[파이썬] 웹 스크래핑과 동물 정보 추출

01 Sep 2023

python

웹 스크래핑은 웹 사이트에서 데이터를 추출하는 프로세스를 말합니다. 이러한 데이터 추출은 다양한 용도로 사용될 수 있으며, 동물 정보 추출도 그 중 하나입니다. 동물 정보 추출은 동물 종류, 특성, 이미지 등과 같은 다양한 정보를 웹에서 수집하여 활용하는 작업을 의미합니다.

Python은 웹 스크래핑에 매우 효과적인 프로그래밍 언어로, 다양한 라이브러리를 제공하여 웹 스크래핑 작업을 쉽게 수행할 수 있습니다. 이번 블로그 포스트에서는 Python을 사용하여 동물 정보를 추출하는 예제 코드를 소개하겠습니다.

라이브러리 설치

Python에서 웹 스크래핑을 위해 beautifulsoup4와 requests 라이브러리를 설치해야 합니다. 아래의 명령어를 사용하여 라이브러리를 설치하세요.
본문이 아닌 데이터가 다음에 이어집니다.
PR #1061, opened 2016-01-01
Updated as per latest git version support.

kunjee17:
As per latest git 2.6.x there is no COMMITMESSAGE file but it is replaced by COMMIT_EDITMSG file. I guess that is same file you are looking for. It is having last commit message. I have keep the original code commented (only file name changed.). If it is required.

pip install beautifulsoup4
pip install requests

웹 스크래핑 코드 예제

아래의 예제 코드는 ‘https://www.animalinfo.com’ 웹 사이트에서 동물 정보를 추출하는 코드입니다. 해당 웹 사이트는 다양한 동물에 대한 정보를 제공하고 있습니다.

import requests
from bs4 import BeautifulSoup

url = 'https://www.animalinfo.com'
response = requests.get(url)
soup = BeautifulSoup(response.text, 'html.parser')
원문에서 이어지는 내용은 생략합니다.